*WHAT IS REQUIRED*. Report every line in the listing that contains the string "description".
Start of DATA UNDER STUDY
PR #476, opened 2026-02-15
Re-enable forum posts section

### LINKED ISSUE #100: 'Latest form posts' list
**Short description**: Display a block with the 5 forum threads most recently updated, with the title, category, and possibly also last activity date (similar to what Discourse displays). Each entry is a link that opens the respective forum thread.

**Location**: Homepage

**Why have this**: Show that we have an active community; encourage engagement in that community  (so that in the end we have more people helping the project with user support).

**More info**: 
* With a static site, I imagine we want to get this only when a visitor actually might view it, so we should [load this block lazily](https://developer.mozilla.org/en-US/docs/Web/Performance/Lazy_loading) (only when user scrolls down).
* It could be similar to what's visible on Discourse itself (though without the number of posts):
(forum header below only in the screenshot because Firefox included it and I'm too lazy to crop it off)
afbeelding

ByteHamster:
Fixed caching and connecting to forum server directly instead of relying on third-party CORS proxy

Closes #100

### DIFF
--- a/_i18n/en.yml
+++ b/_i18n/en.yml
@@ -99,9 +99,9 @@ homepage:
       description: "With AntennaPod, you can download episodes and listen anywhere. You can even select podcasts that should be downloaded automatically."
       img-alt:
   forum-posts:
-    title: "Community Forum"
+    title: "Community forum"
     description: "Get help, share ideas, and connect with other users"
-    view-all: "Visit the Forum"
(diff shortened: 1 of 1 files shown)


ByteHamster:
There will be a section about GitHub next to it soon, so I wouldn't make it full width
End of DATA UNDER STUDY
*OUTPUT OF THE TASK*.
**Short description**: Display a block with the 5 forum threads most recently updated, with the title, category, and possibly also last activity date (similar to what Discourse displays). Each entry is a link that opens the respective forum thread.
       description: "With AntennaPod, you can download episodes and listen anywhere. You can even select podcasts that should be downloaded automatically."
     description: "Get help, share ideas, and connect with other users"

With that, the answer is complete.